More than half of city and state employees in the United States are more concerned about cyberattacks than they are of other threats, a new study discovered.
Conducted by The Harris Poll on behalf of IBM, the survey shows that over 50% of city and state employees are more concerned about cyberattacks than natural disasters and terrorist attacks. Moreover, three in four government employees (73% of the respondents) are concerned about impending ransomware threats.
With over 100 cities across the U.S. reported as being hit with ransomware in 2019, the concern is not surprising.
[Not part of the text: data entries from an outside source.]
Issue #98, opened 2017-08-04
Make all "try from" functions consistently named


seanmonstar:
For instance, there is:

- `Method::from_bytes`
- `HeaderName::from_bytes`
- `StatusCode::from_u16`

vs

- `HeaderValue::try_from_bytes`
- `Uri::try_from_shared`

JJayet:
@seanmonstar Hi, I've started working on this.

I initially wanted to prefix `try_` every method which returns a Result<T, E> but looking at [Rust source files](https://github.com/rust-lang/rust/blob/ddaab61101e48f0a58ce176b5a6aff11ae36c986/src/libcore/str/mod.rs#L98), it would be inconsistant so I'm now inching the other way around.

What do you think? Should we remove every `try_`?

seanmonstar:
Yea, I filed this as an issue to allow discussion on exactly *how* we should be consistent.

PR #99, opened 2017-08-07
Fixed try_

JJayet:
Should fix https://github.com/carllerche/http/issues/98

I made two choices:
- Every public method is NOT prefix with `try_` in order to be more in line with other similar Rust implementation 
- I let the `try_`for every implementation of `HttpTryFrom` because it wants to mirror `TryFrom` which itself has a method named `try_from`

If it's not enough, just let me know.

### DIFF
--- a/.gitignore
+++ b/.gitignore
@@ -1,2 +1,3 @@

However, the survey suggests that ransomware attacks might be even more widespread, as 1 in 6 respondents admitted that their department was impacted.
Alarmingly though, despite the increase in the frequency of these attacks, only 38% of the surveyed government employees said they received general ransomware prevention training, and 52% said that budgets for managing cyberattacks haven’t seen an increase.
“The emerging ransomware epidemic in our cities highlights the need for cities to better prepare for cyber-attacks just as frequently as they prepare for natural disasters,” said Wendi Whitmore, VP of threat intelligence at IBM Security.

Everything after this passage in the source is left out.